═════ Data excerpts

PR #2507, opened 2016-03-08
Fix instability of self variable API representation

### LINKED ISSUE #2504: Unstable representation of self variable
Project with three source files:

``` scala
// Global.scala
class Global { 
  class Foo extends Namers
}

// Namers.scala
class Namers {
  class Namer { thisNamer => }
}

// Client.scala
class Client(global: Global)
```
## steps
1. compile
2. add a whitespace to `Global.scala` and watch `Client.scala` being recompiled
## problem

Whitespace change causes recompilation of dependent files.
## notes

The problem is unstable representation of classes that have a self variable (check `Namer`). This instability comes from not forcing info of the symbol that represent self type/self variable. This is a regression caused by 1ce11230546639fd4a06ab96d19784979a7a358c.

gkossakowski:
The reason for instability is a bit tricky so let's unpack what the previous code checking if there's self type declared was doing. It would check if `thisSym` of a class is equal to a symbol representing the class. If that's true, we know that there's no self type. If it's false, then `thisSym` represents either a self type or a self variable. The second (type test) was supposed to check whether the type of `thisSym` is different from a type of the class. However, it would always yield false because TypeRef of `thisSym` was compared to ClassInfoType of a class. So if you had a self variable the logic would see a self type (and that's what API representation would give you).

Now the tricky bit: `thisSym` is not pickled when it's representing just a self variable because self variable doesn't affect other classes referring to a class. If you looked at a type after unpickling, the
symbol equality test would yield true and we would not see self type when just a self variable was declared.

The fix is to check equality of type refs on both side of the type equality check. This makes the pending test passing.

Also, I added another test that checks if self types are represented in various combinations of declaring a self variable or/and self type.

Fixes #2504.

### DIFF
--- a/compile/interface/src/test/scala/xsbt/ExtractAPISpecification.scala
+++ b/compile/interface/src/test/scala/xsbt/ExtractAPISpecification.scala
@@ -1,7 +1,7 @@
 package xsbt
 
 import org.junit.runner.RunWith
-import xsbti.api.{ Definition, SourceAPI, ClassLike, Def }
+import xsbti.api._
 import xsbt.api.SameAPI
 import org.specs2.mutable.Specification
 import org.specs2.runner.JUnitRunner
@@ -40,11 +40,13 @@ class ExtractAPISpecification extends Specification {
   }
 
   /**
-    * Checks if representation of the inherited Namer class (with a declared self variable) in Global.Foo
-    * is stable between compiling from source and unpickling. We compare extracted APIs of Global when Global
-    * is compiled together with Namers or Namers is compiled first and then Global refers
-    * to Namers by unpickling types from class files.
-    */
+   * Checks if representation of the inherited Namer class (with a declared self variable) in Global.Foo
+   * is stable between compiling from source and unpickling. We compare extracted APIs of Global when Global
+   * is compiled together with Namers or Namers is compiled first and then Global refers
+   * to Namers by unpickling types from class files.
+   *
+   * See https://github.com/sbt/sbt/issues/2504
+   */
   "Self variable and no self type" in {
     def selectNamer(api: SourceAPI): ClassLike = {
       def selectClass(defs: Iterable[Definition], name: String): ClassLike = defs.collectFirst {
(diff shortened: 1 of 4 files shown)


gkossakowski:
Review by @adriaanm

gkossakowski:
I think this fix (once reviewed and merged) might warrant a new release. The bug is rather bad because it degrades performance of incremental compiler in a way that's hard to both detect and debug. The counterargument against expedited release would be that it only affects code bases that declare inner classes with self variables.

eed3si9n:
We can do a milestone right away so ppl can test it if they run into this.

compile/interface/src/test/scala/xsbt/ExtractAPISpecification.scala
```diff
@@ -39,4 +38,67 @@ class ExtractAPISpecification extends Specification {
...
+      val foo = selectClass(global.structure.declared, "Global.Foo")
+      selectClass(foo.structure.inherited, "Namers.Namer")
+    }
+    val src1 =
+      """|class Namers {
+         |  class Namer { thisNamer => }
+         |}
+         |""".stripMargin
+    val src2 =
+      """|class Global {
```
adriaanm, line 65: Did you end up figuring out why nesting was needed to repro?

compile/interface/src/test/scala/xsbt/ExtractAPISpecification.scala
```diff
@@ -39,4 +38,67 @@ class ExtractAPISpecification extends Specification {
...
+   * Checks if self type is properly extracted in various cases of declaring a self type
+   * with our without a self variable.
+   */
+  "Self type" in {
+    def collectFirstClass(defs: Array[Definition]): ClassLike = defs.collectFirst {
+      case c: ClassLike => c
+    }.get
+    val srcX = "trait X"
+    val srcY = "trait Y"
+    val srcC1 = "class C1 { this: C1 => }"
```
adriaanm, line 87: Lets add some variations that have a self variable but no explicit self type.
- `class Cthis { this =>  }`
- `class C_ { _ =>  }`
- `class Cself { self =>  }`

Also, instead of naming all classes `s"C$n"`, maybe have their name reflect whether they have a self type, so that the test is easy to proofread.

adriaanm:
Good stuff, @gkossakowski! Thanks for picking this up.

compile/interface/src/test/scala/xsbt/ExtractAPISpecification.scala
gkossakowski, line 65: Yes, because you need to inherit a class as a member to have its full API representation. If you just inherit from a class directly, then you're going to have API representation of its members.

adriaanm, line 65: Makes sense, thanks!

compile/interface/src/test/scala/xsbt/ExtractAPISpecification.scala
gkossakowski, line 87: I've tried longer names but it gets out of hand pretty quickly. The main value behind this test is not to be easy to read but easy to execute and produce a failure that can be diagnosed in isolation. I don't expect many people to read this ever again but if somebody comes along being confused by short names, she can refactor the code before fixing the bug this test uncovered.

I'll add the three variants you suggested and keep the class counter at single digit.

gkossakowski, line 87:
```
scala> class C7 { this => }
<console>:1: error: not a legal formal parameter.
Note: Tuples cannot be directly destructured in method or function parameters.
      Either create a single parameter accepting the Tuple1,
      or consider a pattern matching anonymous function: `{ case (param1, param1) => ... }
class C7 { this => }
```

A bug in parser?

gkossakowski:
I added more tests.

gkossakowski:
Ping

eed3si9n:
@adriaanm Can I merge it?

adriaanm:
LGTM, sorry for delay

eed3si9n:
@gkossakowski Please forward port this to sbt/zinc.

gkossakowski:
It's part of class-based branch that I'm preparing for merge.

On 18 March 2016 at 17:50, eugene yokota notifications@github.com wrote:

> @gkossakowski https://github.com/gkossakowski Please forward port this
> to sbt/zinc.
> 
> —
> You are receiving this because you were mentioned.
> Reply to this email directly or view it on GitHub
> https://github.com/sbt/sbt/pull/2507#issuecomment-198449664

## 

Grzegorz Kossakowski
twitter: @gkossakowski http://twitter.com/gkossakowski
github: @gkossakowski http://github.com/gkossakowski

dwijnand:
Forward port in https://github.com/sbt/zinc/pull/90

══════════

# What the exercise asks
Within the entries, find all lines holding "inherited" and copy each one.

# Your solution
-    * Checks if representation of the inherited Namer class (with a declared self variable) in Global.Foo
+   * Checks if representation of the inherited Namer class (with a declared self variable) in Global.Foo
+      selectClass(foo.structure.inherited, "Namers.Namer")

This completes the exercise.